The postgres 12 topic is a great reference, because people end up with more downtime because they have to rebuild the entire app multiple times, when they could be rebuilding only the postgres container twice. I can’t say I’ve read the entire thread due to the 6-day auto-delete thing but it’s not at all obvious to me that incompetent multi-container deploys are the, or even a, big problem there.
(Sorry, sometimes I get a little tired of the “all users are incompetent” around here.)
It may not make sense to you, but for those of us who have been here on meta for 6/7 years offering assistance to people in support it will always make sense to have a rollback strategy.
Bugs do make their way into tests-passed, occasionally rubygems rate-limits impact rebuilds and even GitHub has had the odd wobble. For that reason alone I don’t see any value in making a state change which makes it more difficult to simply rename a file and ./launcher start app.
Your appetite for risk may be different, in which case you can take a different route.
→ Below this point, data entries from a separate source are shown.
PR #308, opened 2019-01-23
Make `user.group` a nesting of the `group` field set

### LINKED ISSUE #304: `user.group` should not be a keyword field, but a place where we can nest the `group` field set
The current definition of the field `user.group` is problematic, in that it's a place to put a textual group name. This doesn't leave room for other bits of metadata related to a group (the most obvious one being group.id).

The `user.group` field actually goes against our principle of not reusing the name of a field set (`group`) as a field with a different meaning (`user.group` being a string, rather than the nested field set). 

This issue came up while working on the right way to represent the various users/groups that went into determining effective rights: https://github.com/elastic/beats/pull/10192, https://github.com/elastic/beats/pull/9963 and https://github.com/elastic/beats/issues/10111.

I would like to suggest we make this change for ECS 1.0.0 GA.

Discuss ;-)

cc @ruflin @MikePaquette @cwurm @andrewkroh

webmat:
An error slipped in, and instead of nesting the `group` field set at `user.group`, we originally made this a `keyword` field.

This PR introduces a breaking change, but we are aiming to introduce this fix in ECS 1.0.0 GA.

The initial implementation went against our principle of not reusing top level object names elsewhere in the hierarchy, using different semantics.

This PR closes #304.

### DIFF
--- a/CHANGELOG.md
+++ b/CHANGELOG.md
@@ -11,6 +11,9 @@ All notable changes to this project will be documented in this file based on the
 
 ### Bugfixes
 
+* Remove the `user.group` `keyword` field, introduced in #204. Instead,
+  the `group` field set can be nested at `user.group` #308
+
 ### Added
 
 ### Improvements
--- a/CHANGELOG.md
+++ b/CHANGELOG.md
@@ -7,12 +7,13 @@ All notable changes to this project will be documented in this file based on the
 ### Breaking changes
 
 * Remove the `user.group` `keyword` field, introduced in #204. Instead,
-  the `group` field set can be nested at `user.group` #308
+  the `group` field set can be nested at `user.group`. #308
 
 ### Bugfixes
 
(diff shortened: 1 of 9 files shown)


webmat:
Philosophical question: the changelog entry goes under "breaking", or "bugfixes"? :-)

webmat:
@cwurm for awareness

ruflin:
For the changelog, it should be mentioned in both places. It's a bug fix but a breaking bug fix.

webmat:
I just duplicated the whole changelog entry as is. Considered wording it differently (why it's a bugfix), but I figure if people care, they'll check out the PR and the issue.

ruflin:
@webmat I stumbled over this but was not sure if I should comment. If you can word it differently would appreciate it.

webmat:
Ok, will do ;-)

For those who regularly help pick up the pieces the current guide works well.
I don’t feel like you actually read the process I wrote, since you write as if I didn’t emphasize the need for the ability to do the restore. Please go read it and then come back and consider editing what you wrote to be a truthful statement regarding my instructions. As it is, I feel like you are 'splaining at me without doing me the courtesy of bothering to read what I wrote.
However, I have added many more additional warnings, including one at the top, in excess of warnings in this post which has been for five years and continues to be the canonical location for instructions on this migration process.
First of all, thank you for trying to clear this “jungle” for us, adventurers , i’ll probably be in your step in a few days…
What is in the multisite.yml file ?
I recently setup a self-hosted Discourse forum on a VPS. Uploads are being stored on Wasabi. Same for backups. Everything is hosted at Linode.
I used the standalone template and found the setup to be a breath of fresh-air compared to other software. It was sublime! A pure joy. I wish every open source project paid as much attention to install and setup as Discourse did.
Here the thing tough. I have a dedicated PostgreSQL running on a separate server only accessible via an RFC-1918 address that isn’t accessible to the Internet that I’d like Discourse to use. I’m not a huge fan of database servers running on the same server as the web/ application server.
So is there any way to separate the standalone database and move that over to my dedicated database cluster?
I’m assuming all I’ll need to do is to do a pgdump of the Discourse database, move it over to my dedicated database and restore, followed by a postgres vacuum analyze all tables after the restore/ import and then just point the Discourse app to the new database across the wire?
But I can’t seem to find where the database credentials are stored. I looked in app.yml but there doesn’t appear to be any database entries and when I looked in the …/templates/ folder none of the yml files had any database credentials it doesn’t look like.
If there are no credentials normally for the built-in postgres database is there a way to run a pgdump and dump the database from the standalone container?